Since I know you have been staying up nights frantically waiting for a report on how I am doing, here it is. My 23 day report.
The first week was AWFUL. Anger, resentment, bitterness, old feelings about dormant topics dredged up and brought back to light. Not a good time. Second week . . . resignation. Depression. Frustration. (I sound like the lyrics to an old Moody Blues song . . . . ) Now, third week. Surprising acceptance. Comfort. Even, dare I say it, appreciation? My BP is staying down and I am sleeping better with less pain. Best of all, every single day, my weight drops. 17 pounds in 23 days. Not too shabby. And my tastes are changing. I can actually drink tea without sweetening now and not shudder. My occasional burst of emotion because I can't eat a sandwich (the main thing I crave) is mitigated by digging down further in the jeans pile to the next size smaller (am I the only one out here who has four sizes of jeans in her closet?) and they actually fit--and I can still breathe. I feel . . . in control and while this ain't easy, I LOVE that feeling.

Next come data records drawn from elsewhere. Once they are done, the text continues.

PR #2456, opened 2025-04-04
STCOM-1424: Use empty rows state for `isPristine` and for resetting rows state; add clear icon for inputs; disable search button (follow-up PR).

Dmytro-Melnyshyn:
## Purpose
1. The `Reset all` and `Search` buttons should be disabled with no values/selections in the advanced search modal.
2. A clear icon should be added for text fields.

## Issues

## Screencasts

https://github.com/user-attachments/assets/0de86b8f-8736-4bfb-b153-6cf08f86ace1

### DIFF
--- a/lib/AdvancedSearch/tests/AdvancedSearch-test.js
+++ b/lib/AdvancedSearch/tests/AdvancedSearch-test.js
@@ -338,9 +338,7 @@ describe('AdvancedSearch', () => {
 
     describe('resetting from the outside', () => {
       beforeEach(async () => {
-        await closeModalIcon.click();
         await ButtonInteractor('Reset').click();
-        await advancedSearchButton.click();
       });
 
       it('renders updated query values', async () => {
--- a/lib/AdvancedSearch/tests/AdvancedSearch-test.js
+++ b/lib/AdvancedSearch/tests/AdvancedSearch-test.js
@@ -24,6 +24,7 @@ import { mountWithContext } from '../../../tests/helpers';
 import AdvancedSearch from '../AdvancedSearch';
 import {
   BOOLEAN_OPERATORS,
+  DEFAULT_SEARCH_OPTION,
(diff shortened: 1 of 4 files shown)


BogdanDenis (approved):

lib/AdvancedSearch/tests/AdvancedSearch-test.js
```diff
@@ -338,9 +338,7 @@ describe('AdvancedSearch', () => {
 
     describe('resetting from the outside', () => {
       beforeEach(async () => {
-        await closeModalIcon.click();
         await ButtonInteractor('Reset').click();
-        await advancedSearchButton.click();
       });
 
       it('renders updated query values', async () => {
```
zburke, line 344: I don't understand how this test works now :/ previously, the `beforeEach` would close the AS modal, click reset, and open the AS modal. How can you click the reset button if the modal is visible? And you can you test components in the AS modal if you haven't clicked the AS button? I'm so confused.

Dmytro-Melnyshyn: @zburke this is not my test. I changed it but then reverted the changes because I changed the implementation. It somehow allows clicking. It looks like you are not looking at the latest changes.

Dmytro-Melnyshyn: @zburke there are two reset buttons, one in the main search (outside the modal) and the second reset button is inside the advanced search modal. This test describes the outer reset button click.

zburke (approved):

lib/AdvancedSearch/tests/AdvancedSearch-test.js
zburke: Thanks for taking the time to explain this to me, @Dmytro-Melnyshyn . I appreciate it.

So, there you go. We've saved at least a billion dollars by not eating out and not going on daily coffee runs (which turned into coffee/donut/pastry/stop at a thrift store on the way home runs). We walked into Starbuck's today for the first time in 23 days and the staff stopped and said WHERE HAVE YOU BEEN? (a sure sign you've been going there a lot). We got hot cups of tea, read our newspaper (mostly the comics) and came home. Go me.

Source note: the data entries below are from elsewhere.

PR #2457, opened 2025-04-04
STCOM-1403 - Empty MCL's container non-interactive tabIndex.

JohnC-80:
https://folio-org.atlassian.net/browse/STCOM-1403

Simply removes the static tabIndex from MCL's empty message wrapping element. Added an id to the element so that if it needs to be referenced/linked to some other element, it can be.


zburke (approved):
MCL change LGTM. 

Is the Timepicker storybook change included here deliberately?

JohnC-80:
@zburke nope, thanks! MCL-only... removed Timepicker storybook changes.

PR #2458, opened 2025-04-07
Move changelog items from 13.0.3 to 13.1.0

JohnC-80:
Multiple in-progress entries in the list - probably due to PR's spanning the version bump/merges of master... but confusing for incoming changes.

On master, they should all go to the latest version.. If any are for a previous, they would be cherry-picked/added to the necessary release branch.


zburke (approved):
Thanks for the clean up!

PR #2459, opened 2025-04-08
STCOM-1424: Prevent default behavior for search shortcut in `AdvancedSearchModal` (follow-up).

Dmytro-Melnyshyn:
## Purpose
Prevent the advanced search modal opening after hitting the enter key.

## Description
When the advanced search modal is open and there is any value, after hitting the Enter key the modal should close and perform the search, but currently, it automatically opens again due to the default action. This has been the behavior since the beginning. Adding `e.preventDefault` will prevent the modal from opening again ([comment](https://folio-org.atlassian.net/browse/STCOM-1424?focusedCommentId=259244)).

## Issues


Dmytro-Melnyshyn:
@zburke, when the advanced search modal is open and there is any value, after hitting the Enter key the modal should close and perform the search, but currently, it automatically opens again due to the default action. This has been the behavior since the beginning. Adding `e.preventDefault` will prevent the modal from opening again ([comment](https://folio-org.atlassian.net/browse/STCOM-1424?focusedCommentId=259244)).

zburke (approved):
Thanks for the explanation, @Dmytro-Melnyshyn. It would be great to include those details in a comment in the source so that folks who run across it understand why `e.preventDefault()` is there. Consider updating the description in the PR/in the comment when you squash-and-merge as well.

BogdanDenis (approved):

PR #2460, opened 2025-04-08
[STCOM-1438] Support for 23 minority languages

MikeTaylor:
These have been added to the list in `util/languages.js`, and their names to the translation file `translations/stripes-components/en.json`. They are required by the National Library of Sweden.


MikeTaylor:
When running the tests locally, they barf a vast amount of output including many errors (not just one), then apparently go into an endless loop — I got bored and interrupted it after three quarters of an hour. So my only hope of finding the test error is from the output of CI.

MikeTaylor:
False alarm, I managed to run the test locally. It needed a fresh build not in the context of a Yarn workspace, which is fair enough. The failing test is:
```
SUMMARY:
✔ 1565 tests completed
ℹ 8 tests skipped
✖ 1 test failed

FAILED TESTS:
  DateRangeWrapper
    Renders children
      changing the startDate picker
        changing the end date picker
          excluded days for end datepicker
            ✖ should be before the start date
              Chrome 135.0.0.0 (Mac OS 10.15.7)
            FilterNotMatchingError: calendar widget does not match filters:
            
            ╒═ Filter:   excludedDays
            ├─ Expected: ["1","2","3","4","5","6","7","8"]
            └─ Received: ["1","2","3","4","5","6","7","8","9"]
```
Which is hard to imagine being related the the present change.

zburke (approved):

Work is hanging in there. Money hasn't started to flow yet but it will. I'm in a better place than I was. On the other hand, I have two friends who could use your extra thoughts. One is facing her fourth surgery in about 18 months and she is way too nice a person to deserve this much pain. So send good thoughts her way. The other is a someone I don't know well but who recently confided in me that through a bizarre set of circumstances, she and her teenage daughter are homeless and desperate. My heart hurts for her as well and I am going to do what I can to help. I've already offered our couch and shower when needed.
So, give a little cheer for Tami's determination and now wish better luck for my friends. They deserve far better than what they are dealing with now.